Aquela expressão artística traduzida pelo gosto em pintar de meu Tio, contrastava com a ausência de qualquer sensibilidade para as artes de meu Pai. Se bem que irmãos muito chegados em idade e em companheirismo, meu Pai era muito diferente. Não tinha qualquer aptidão para as Belas Artes. Quando eu colocava essa questão, para tentar perceber a génese de pessoas tão diferentes, sendo irmãos, meu Tio respondia-me que como era o mais novo costumava acompanhar seu Pai a visitar as exposições, enquanto meu Pai ficava em casa a estudar os livros de medicina. Era desta forma que explicava o seu gift e a admiração que tinha pelo irmão. Aliás, passavam a vida a dizer bem um do outro: Frederico nas Belas Artes e Carlos nos Hospitais Civis de Lisboa. Diria antes, uma questão de orgulho recíproco.

Lisboa, outubro 2017

Cuidado com as Curvas

No princípio do outono de 1976 iniciei os meus trabalhos como Delegado de Saúde no Concelho de Cuba. Anos inesquecíveis no Baixo Alentejo.

Portugal acabara de se libertar da Ditadura e de atravessar o período de governos provisórios. A Constituição da República, aprovada nesse ano, abriu uma época de esperança para todos e transmitiu novas energias.

Foi neste quadro que uma pequena equipa do então Centro de Saúde, provisoriamente instalado na Casa do Povo, lançou-se ao trabalho com ânimo redobrado e com a participação de cidadãos e famílias.

Uma das primeiras prioridades identificadas foi a necessidade de melhorar o abastecimento de água, quer na Vila quer nas sedes de freguesia ou, ainda, nos montes periféricos. A principal preocupação era promover a melhoria das frágeis infraestruturas de saneamento na perspetiva de cuidar da Saúde Pública e da preservação da qualidade do meio ambiente.

Para além da água potável, a ideia era reduzir a desordem na eliminação e no destino final de resíduos com a colaboração dos serviços da Câmara Municipal. Na altura, o Senhor Abrantes era o Presidente da Comissão Administrativa e logo assegurou o apoio possível. Mas, os recursos eram muito limitados e manifestamente insuficientes.

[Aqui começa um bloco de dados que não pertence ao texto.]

PR #3056, opened 2024-11-25
fix: Copy to clipboard misleading popover when clicking outside the corner

georgylobko:
### Description

AWSUI-60050

The root of this issue is that we have two trigger handlers for the copy-to-clipboard component: one attached to a custom trigger wrapper (within the popover component) and another to the trigger itself. Since these triggers have slightly different visual layouts - the outer wrapper lacks a border radius while the inner trigger has one, clicking just outside the inner button corners opens the popover but does not activate the copy-to-clipboard handler. This behavior led to the issue described in the ticket.  

This PR resolves the issue by attaching the existing copy-to-clipboard handler to the popover trigger event.

### How has this been tested?

<details>

#### Correctness

#### Security

#### Testing

</details>

---

### DIFF
--- a/src/copy-to-clipboard/__tests__/copy-to-clipboard.test.tsx
+++ b/src/copy-to-clipboard/__tests__/copy-to-clipboard.test.tsx
@@ -85,6 +85,21 @@ describe('CopyToClipboard', () => {
       );
     });
 
+    test('copies to clipboard and shows success message when clicking on popover trigger', async () => {
+      const { container } = render(
+        <CopyToClipboard {...defaultProps} popoverRenderWithPortal={popoverRenderWithPortal} />
+      );
+      const copyToClipboardWrapper = createWrapper(container).findCopyToClipboard()!;
+      const popoverWrapper = createWrapper(container).findPopover();
+
+      popoverWrapper!.findTrigger().click();
+      await waitFor(() =>
+        expect(copyToClipboardWrapper.findStatusText({ popoverRenderWithPortal })!.getElement().textContent).toBe(
+          'Copied to clipboard'
+        )
+      );
+    });
+
     test('fails to copy to clipboard and shows error message', async () => {
       const { container } = render(
         <CopyToClipboard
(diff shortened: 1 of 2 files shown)


gethinwebster (approved):

jperals:
On [this deployed page](https://d21d5uik3ws71m.cloudfront.net/components/c673e36af9ad4162938252d3ec4639a32dfcc412/dev-pages/index.html#/light/copy-to-clipboard/scenario-split-panel) I can still reproduce the issue.

I think what is happening now is that if I click on the corner, the text is not copied, _but_ the popover is opened anyway, which is misleading.

georgylobko:
> On [this deployed page](https://d21d5uik3ws71m.cloudfront.net/components/c673e36af9ad4162938252d3ec4639a32dfcc412/dev-pages/index.html#/light/copy-to-clipboard/scenario-split-panel) I can still reproduce the issue.
> 
> I think what is happening now is that if I click on the corner, the text is not copied, _but_ the popover is opened anyway, which is misleading.

The issue is that this click caused an unexpected behavior (showed the popover without actually copying) so this PR addresses it. Preventing click on the button's corners is much more tricky, because this wrapper is coming from popover component. I considered an option to prevent it from triggering, but it caused more problems than solved. If you have better suggestions, let's discuss them in this thread.

georgylobko:
> Would it help to apply border-radius to the trigger?

Unfortunately, no, because it might prevent clicking on it only in combination with `overflow: hidden`, which breaks the layout.

jperals:
To me it seems to work: if I apply a 20px border radius to the button's immediate parent, the click does not do anything anymore.

The reason I'm insisting is that I don't see the fix makes things better as it currently stands, rather I'm afraid it makes things a bit worse:

- In the current state, clicking on the corners of the popover trigger will show a popover which shows the "in-progress" state, without ever moving further. Confusing but nothing happened
- After these changes, doing the same action (clicking on the corners) shows the success popover, indicating that the text was copied to the clipboard, but it is not true, it is misleading

jperals:
> After these changes, doing the same action (clicking on the corners) shows the success popover, indicating that the text was copied to the clipboard, ~~but it is not true~~

Sorry I see that it does copy to clipboard. Then the change does things a bit better I guess, although ideally clicking on the corners would do nothing.

jperals (approved):

jperals:
POC of the border-radius approach: https://github.com/cloudscape-design/components/pull/3059. Tested locally, clicking outside the borders does nothing.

Era tempo de Cólera. Portugal estava confrontado com atividade epidémica de Cólera. Era, pois, preciso garantir a qualidade da água destinada ao consumo humano. Garrafas com solução de hipoclorito tinham sido enviadas pela Direção-Geral da Saúde. Também era preciso preparar os potes para serem cheios com “cloreto das lavadeiras” e, a seguir, mergulhados no fundo dos poços a fim de o cloro passar através das porosidades da cerâmica. Para tal, a localização dos poços em todo o espaço do Concelho fora assinalada em mapas militares.

A concretização do plano de luta contra a Cólera exigia a distribuição das garrafas com a solução de hipoclorito e a colocação dos potes na água dos poços.

Nestes trabalhos, relembro a importância desempenhada pelo Agente Sanitário do Centro de Saúde.

Um dia, depois de almoço “à do Jacinto” procurou-me. Estava ele em cima da motocicleta:

– Ó Doutor, monte a “cavalo” aqui atrás! Vamos a Albergaria dos Fusos aconselhar os habitantes a utilizarem as garrafas e a seguir colocar um pote a São Matias! Ora venha também, insistiu.

Olhei para ele desconfiado. Tirei as medidas ao banco da motocicleta e respondi-lhe:

– Porque não? Vamos! Cuidado com as curvas!